Bolstering the competitiveness of the machine tool industry

MINERVA research project: Privacy-enhancing technologies protect sensitive machine data

Press release /

© Fraunhofer AISEC
MINERVA research project: Secure collaborative utilization of machine tool data using privacy-enhancing technologies
Advancing digitalization and networking are bringing about ever-increasing volumes of data in the machine tool industry. To exploit its potential for data-driven innovations, the data needs to be aggregated and evaluated across companies. In the “Secure collaborative utilization of machine tool data using privacy-enhancing technologies” (MINERVA) research project, the Fraunhofer Institute for Applied and Integrated Security AISEC (project coordinator) is working together with partners to develop technologies for a data infrastructure that uses privacy-enhancing technologies to ensure the security of sensitive machine data. The research group also includes the Institute for Machine Tools and Industrial Management (iwb) at the Technical University of Munich, Hufschmied Zerspanungssysteme GmbH and Siemens AG.
 
Advancing digitalization and networking in production as part of Industry 4.0 are also offering the machine tool industry opportunities to make progress in terms of innovation. For example, the operators of data infrastructures are able to offer collaboratively trained machine learning applications which can achieve results in two different ways. Firstly, users can bring them into play in predictive condition monitoring to improve the efficiency and effectiveness of their production systems. Secondly, machine manufacturers can deploy them to systematically identify potential for optimization in their products.
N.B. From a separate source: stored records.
PR #8841, opened 2022-06-10
PoC: FVM Debug Dual Execution

vyzo:
See https://github.com/filecoin-project/ref-fvm/issues/592

Depends on:
- [x] https://github.com/filecoin-project/ref-fvm/pull/605
- [x] https://github.com/filecoin-project/filecoin-ffi/pull/288

## How it works
When  `LOTUS_FVM_DEBUG=1`, dual execution is triggered with actor debugging for side effect. If also `LOTUS_FVM_DEBUG_BUNDLE_V8` is also specified, then the bundle is loaded and execution is redirected from the canonical (consensus) actors to the actors in thr bundle during debug execution.

## Some niceties to consider
- Cache at init the debug bundle in an in memory overlay blockstore and reuse it in each debug execution. This will eliminate load iverhead.
- Add an `output` syscall to fvm that captures output during debug execution and is noop otherwise.


vyzo:
CI will have to rerun once the ffi helper publishes the relevant build artifacts (not there yet, have been testing locally with a devnet)

chain/vm/fvm.go
```diff
@@ -308,6 +315,177 @@ func NewFVM(ctx context.Context, opts *VMOpts) (*FVM, error) {
...
+		},
+		Epoch:          opts.Epoch,
+		BaseFee:        opts.BaseFee,
+		BaseCircSupply: circToReport,
+		NetworkVersion: opts.NetworkVersion,
+		StateBase:      opts.StateBase,
+		Tracing:        EnableDetailedTracing,
+	}
+
+	fvmopts.Debug = true
```
arajasek, line 350: This can just go into the declaration above.

chain/vm/fvm.go
```diff
@@ -308,6 +315,177 @@ func NewFVM(ctx context.Context, opts *VMOpts) (*FVM, error) {
...
+
+	// TODO move these two util functions somewhere more general
```
arajasek, line 352: Yes, definitely. If you can, take a look at code blocks [here](https://github.com/filecoin-project/lotus/blob/30981d0fdddac09b7a3ebb7d96e5a911b01eb997/chain/consensus/filcns/upgrades.go#L1483-L1508) and [here](https://github.com/filecoin-project/lotus/blob/30981d0fdddac09b7a3ebb7d96e5a911b01eb997/build/builtin_actors.go#L192-L229). There is likely some de-duping that can happen, I think the right place for this would be `chain/actors/manifest.go`, probably.

chain/vm/fvm.go
```diff
@@ -308,6 +315,177 @@ func NewFVM(ctx context.Context, opts *VMOpts) (*FVM, error) {
...
+		cborStore := cbor.NewCborStore(overlayBstore)
+		mappingCid, err := cborStore.Put(context.TODO(), &mapping)
+		if err != nil {
+			return cid.Undef, err
+		}
+
+		return mappingCid, nil
+	}
+
+	switch opts.NetworkVersion {
```
arajasek, line 410: This is technically wrong -- we should decide based on actors version, not network version. You can use [this method](https://github.com/filecoin-project/lotus/blob/3370847f3e98ed1c4c6c247a01db863b5bddd4a9/chain/actors/version.go#L41).

chain/vm/fvm.go
```diff
@@ -308,6 +315,177 @@ func NewFVM(ctx context.Context, opts *VMOpts) (*FVM, error) {
...
+			if err != nil {
+				return nil, err
+			}
+
+			mf, err := loadManifest(mfCid)
+			if err != nil {
+				return nil, err
+			}
+
+			// create actor redirect mapping from the synthetic Cid to the debug code
```
arajasek, line 423: Let's not rebuild these CIDs here. The easiest way to avoid doing so would be to create a name -> synthetic CID map, and then just use that to build the `actorRedirect` map.

```
	var fromMap = map[string]cid.Cid{
		"init":             builtin7.InitActorCodeID,
		"cron":             builtin7.CronActorCodeID,
		"account":          builtin7.AccountActorCodeID,
		"storagepower":     builtin7.StoragePowerActorCodeID,
		"storageminer":     builtin7.StorageMinerActorCodeID,
		"paymentchannel":   builtin7.PaymentChannelActorCodeID,
		"multisig":         builtin7.MultisigActorCodeID,
		"reward":           builtin7.RewardActorCodeID,
		"verifiedregistry": builtin7.VerifiedRegistryActorCodeID,
	}
```

There's probably a way to do it using the information in the `ActorRegistry` and other places, but I don't immediately see it.

arajasek (commented):
Thank you for taking this on! As a PoC, I think this looks good. I think using envvars to dictate where to look for potential overrides is good enough.

The biggest thing I'd like to see is some way to automatically make this happen for select state computations (eg. when estimating gas, or when `StateReplay` is called). That is not directly relevant to this work, but really needs to happen soon.

chain/vm/fvm.go
vyzo: sure.

chain/vm/fvm.go
vyzo: nitpicker! ok, will fix.

chain/vm/fvm.go
vyzo: ok.

jennijuju:
@arajasek id prefer this PR to be base off master, let me know your thoughts!

chain/vm/fvm.go
vyzo: done.

chain/vm/fvm.go
vyzo: done.

arajasek:
> @arajasek id prefer this PR to be base off master, let me know your thoughts!

I'm not sure -- there are users who want to use them, and ideally they would be able to do so in the minimum release. 

But it is ultimately nice-to-have, and any change late in the release process is undesirable, so happy to go into master instead.

vyzo:
I'll leave the rebase up to you, updating the code now; I just have to move the util functions and it's done.

chain/vm/vmi.go
```diff
@@ -25,11 +24,17 @@ var useFvmForMainnetV15 = os.Getenv("LOTUS_USE_FVM_TO_SYNC_MAINNET_V15") == "1"
...
 	if opts.NetworkVersion >= network.Version16 {
+		if os.Getenv("LOTUS_FVM_DEBUG") == "1" {
+			return NewDualExecutionFVM(ctx, opts)
+		}
 		return NewFVM(ctx, opts)
 	}
 
 	// Remove after v16 upgrade, this is only to support testing and validation of the FVM
 	if useFvmForMainnetV15 && opts.NetworkVersion >= network.Version15 {
+		if os.Getenv("LOTUS_FVM_DEBUG") == "1" {
```
arajasek, line 35: Okay with this duplication cuz it's getting dropped soon

chain/consensus/filcns/upgrades.go
```diff
@@ -1506,12 +1503,8 @@ func LiteMigration(ctx context.Context, bstore blockstore.Blockstore, newActorsM
...
 	migrations := make(map[cid.Cid]cid.Cid)
 
-	for _, entry := range newManifestData.Entries {
-		oldCodeCid, ok := oldManifest.Get(entry.Name)
-		if !ok {
-			return cid.Undef, xerrors.Errorf("code cid for %s actor not found in old manifest", entry.Name)
-		}
-		migrations[oldCodeCid] = entry.Code
+	for i, entry := range newManifestData.Entries {
+		migrations[oldManifestData.Entries[i].Code] = entry.Code
```
Stebalien, line 1507: This assumes that we aren't adding/removing any actors. We need to lookup actors by name.

itests/lite_migration_test.go
```diff
@@ -67,10 +61,8 @@ func TestLiteMigration(t *testing.T) {
 	require.NoError(t, err)
 
 	migrations := make(map[cid.Cid]cid.Cid)
-	for _, entry := range newManifestData.Entries {
-		oldCodeCid, ok := oldManifest.Get(entry.Name)
-		require.True(t, ok)
-		migrations[oldCodeCid] = entry.Code
+	for i, entry := range newManifestData.Entries {
+		migrations[oldManifestData.Entries[i].Code] = entry.Code
```
Stebalien, line 65: ditto

chain/vm/vmi.go
```diff
@@ -25,11 +25,17 @@ var useFvmForMainnetV15 = os.Getenv("LOTUS_USE_FVM_TO_SYNC_MAINNET_V15") == "1"
 
 func NewVM(ctx context.Context, opts *VMOpts) (Interface, error) {
 	if opts.NetworkVersion >= network.Version16 {
+		if os.Getenv("LOTUS_FVM_DEBUG") == "1" {
```
Stebalien, line 28: Put this in a global var so we only check it once?

chain/actors/manifest.go
```diff
@@ -113,6 +113,22 @@ func ReadManifest(ctx context.Context, store cbor.IpldStore, mfCid cid.Cid) (map
...
+	if err := adtStore.Get(ctx, mfCid, &mf); err != nil {
+		return nil, xerrors.Errorf("error reading manifest: %w", err)
+	}
+
+	if err := adtStore.Get(ctx, mf.Data, &mfData); err != nil {
+		return nil, xerrors.Errorf("error fetching data: %w", err)
+	}
+
+	return &mfData, nil
+}
```
Stebalien, line 130: This assumes a single manifest version. Maybe that's fine?

The correct way to do this is:

1. Load the `manifest.Manifest`.
2. Call `mf.Load(ctx, adtStore)`.
3. Return the `manifest.Manifest`.

Stebalien: (and probably add a method to `manifest.Manifest` for enumerating the actors)

(and yeah, I'm not a fan of this API)

chain/vm/fvm.go
```diff
@@ -303,6 +308,111 @@ func NewFVM(ctx context.Context, opts *VMOpts) (*FVM, error) {
...
+	}
+
+	av, err := actors.VersionForNetwork(opts.NetworkVersion)
+	if err != nil {
+		return nil, xerrors.Errorf("error determining actors version for network version %d: %w", opts.NetworkVersion, err)
+	}
+
+	switch av {
+	case actors.Version8:
+		if bundlePath := os.Getenv("LOTUS_FVM_DEBUG_BUNDLE_V8"); bundlePath != "" {
```
Stebalien, line 372: nit: global variable.

chain/vm/fvm.go
```diff
@@ -303,6 +308,111 @@ func NewFVM(ctx context.Context, opts *VMOpts) (*FVM, error) {
...
+
+				actorRedirect[from] = e.Code
+			}
+
+			if len(actorRedirect) > 0 {
+				mappingCid, err := putMapping(actorRedirect)
+				if err != nil {
+					return nil, xerrors.Errorf("error writing redirect mapping: %w", err)
+				}
+				fvmopts.ActorRedirect = mappingCid
```
Stebalien, line 400: nit: can we put this in a separate helper function?

chain/vm/fvm.go
```diff
@@ -303,6 +308,111 @@ func NewFVM(ctx context.Context, opts *VMOpts) (*FVM, error) {
...
+			epoch:      opts.Epoch,
+		},
+		Epoch:          opts.Epoch,
+		BaseFee:        opts.BaseFee,
+		BaseCircSupply: circToReport,
+		NetworkVersion: opts.NetworkVersion,
+		StateBase:      opts.StateBase,
+		Tracing:        EnableDetailedTracing,
+		Debug:          true,
+	}
```
Stebalien, line 343: nit: we should probably have a helper function for this logic, so we don't duplicate it in multiple places. The only difference here is `Debug: true`, and the tiered blockstore. Ideally, we'd have a `DefaultFVMOpts(*VMOpts)` method, or something.

chain/vm/fvm.go
```diff
@@ -427,3 +537,110 @@ func (vm *FVM) ApplyImplicitMessage(ctx context.Context, cmsg *types.Message) (*
...
+		defer wg.Done()
+		ret, err = vm.main.ApplyMessage(ctx, cmsg)
+	}()
+
+	go func() {
+		defer wg.Done()
+		if _, err := vm.debug.ApplyMessage(ctx, cmsg); err != nil {
+			log.Errorf("debug execution failed: %w", err)
+		}
+	}()
```
Stebalien, line 580: So... this doesn't work as the debug messages will have different gas fees. That means:

1. The balances will be different.
2. Some messages may just fail.

This will lead to really annoying and hard to debug issues. We _can_ merge this as a WIP_JUST_TESTING patch, but we need to make that clear.

The right way to do this would be to:

1. Apply in debug mode (disabling gas accounting?). Balances will be correct because we charge for gas by charging for the gas _limit_ up-front, then refunding any leftovers. So the balance will be correct for the duration of the message execution, just not after the message is done executing.
2. Revert.
3. Apply normally.
4. Go back to 1 for the next message.

But:

1. We can't currently perform that revert.
2. That is even more likely to cause problems...

I think the answer here is to leave this as a super experimental feature, but be _very_ clear that this is _just_ for debugging and absolutely not to be relied on.

chain/consensus/filcns/upgrades.go
arajasek: Yeah, you're right, i got carried away with my desperation to simplify things.

chain/vm/vmi.go
arajasek: sure

chain/actors/manifest.go
arajasek: I agree -- I'm gonna drop this method for now, and use the builtin actors keys to ennumerate (and create an issue for the flow you're describing, because I agree it's needed).

chain/vm/fvm.go
arajasek: yuss, good call

chain/vm/fvm.go
arajasek: seems reasonable, thanks!

chain/vm/fvm.go
arajasek: Yeah, I'll throw on a disclaimer.

Honestly, the biggest use I envision getting out of this is actually intentionally failing messages, and using the actor error string to convey debug information (eg. adding `actor_error!("i reached this if branch because the miner power is non-zero");` to the miner_actor).

chain/consensus/filcns/upgrades.go
```diff
@@ -1477,21 +1477,23 @@ func LiteMigration(ctx context.Context, bstore blockstore.Blockstore, newActorsM
...
-	newManifest := manifest.Manifest{}
+	var newManifest manifest.Manifest
 	if err := store.Get(ctx, newActorsManifestCid, &newManifest); err != nil {
+		return cid.Undef, xerrors.Errorf("error getting new manifest: %w", err)
+	}
+
+	// populate the entries field of the manifest
+	if err = newManifest.Load(ctx, store); err != nil {
 		return cid.Undef, xerrors.Errorf("error loading new manifest: %w", err)
 	}
```
Stebalien, line 1494: Can we use the `LoadManifest` helper?

arajasek: yes!

chain/stmgr/utils.go
```diff
@@ -226,30 +226,13 @@ func GetManifest(ctx context.Context, st *state.StateTree) (*manifest.Manifest,
...
-	if err := st.Store.Get(ctx, mf.Data, &manifestData); err != nil {
-		return nil, xerrors.Errorf("filed to load manifest data: %w", err)
+	var mfData manifest.ManifestData
+	if err := wrapStore.Get(ctx, actorsManifestDataCid, &mfData); err != nil {
+		return nil, xerrors.Errorf("error fetching data: %w", err)
 	}
-	return manifestData.Entries, nil
+
+	return &mfData, nil
 }
```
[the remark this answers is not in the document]
arajasek: That won't actually _give_ me a `ManifestData`, which is what I wanna return (I don't actually have a `Manifest` here).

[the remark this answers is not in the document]
Stebalien: But do we need the manifest data?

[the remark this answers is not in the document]
Stebalien: Ah, I see. That makes sense.

Stebalien (approved):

Implementing these applications requires production-related data to be aggregated and evaluated across companies. Yet here there is the concern that making data available will lead to companies losing their intellectual property and suffering competitive disadvantages as a result. For this reason, hardly any companies have so far shared data, despite this being the prerequisite for data-driven innovations (see Bitkom in German).
 

Machine learning models for predictive condition monitoring

In the “Secure collaborative utilization of machine tool data using privacy-enhancing technologies” (MINERVA) research project, the partners are using privacy-enhancing technologies to ensure machine operators’ sovereignty over the machine data, thereby protecting their intellectual property. Using anonymized data, the partners train suitable machine learning models for the predictive condition monitoring of machine tools which then work without disclosing sensitive data.

“For the machine tool industry, we are demonstrating at an interdisciplinary level that by selecting and using suitable technologies to promote data protection, the opportunities associated with sharing data can significantly outweigh the risks, not least because we are incorporating an additional level of security,” explains Bartol Filipovic, MINERVA project manager and head of the Product Protection and Industrial Security department at Fraunhofer AISEC.

 

Protection of sensitive data

In relation to the protection of personal data, privacy-enhancing technologies have previously been used to enable data such as patient information to be evaluated anonymously (e.g., using differential privacy). The project partners are now transferring the principles of this approach to data from the machine tool industry in order to protect the intellectual property of those disclosing the data. “If machine learning algorithms are trained with cross-company data in the cloud, it could be possible to track what kind of workpiece was manufactured (product geometry), to what extent the machine tool was utilized, how much energy was used during manufacture and the production rate used. From a user’s perspective, this is all highly sensitive information, so, in MINERVA, we are developing solutions to protect this,” says Bartol Filipovic, describing the added value of the research approach. In addition to differential privacy, the other privacy-enhancing technologies used in MINERVA include trusted execution environments, which establish a protected, attested area in the cloud, and federated learning, in which — instead of the data itself — only the ML models already trained in the edge are migrated to the cloud.

MINERVA is funded by the German Federal Ministry of Education and Research (BMBF) as part of the “IoT security in smart home, production and sensitive infrastructures” announcement. The project volume amounts to EUR 2.47 million, of which 70% is provided by the BMBF. The project will run from May 2023 until April 2026.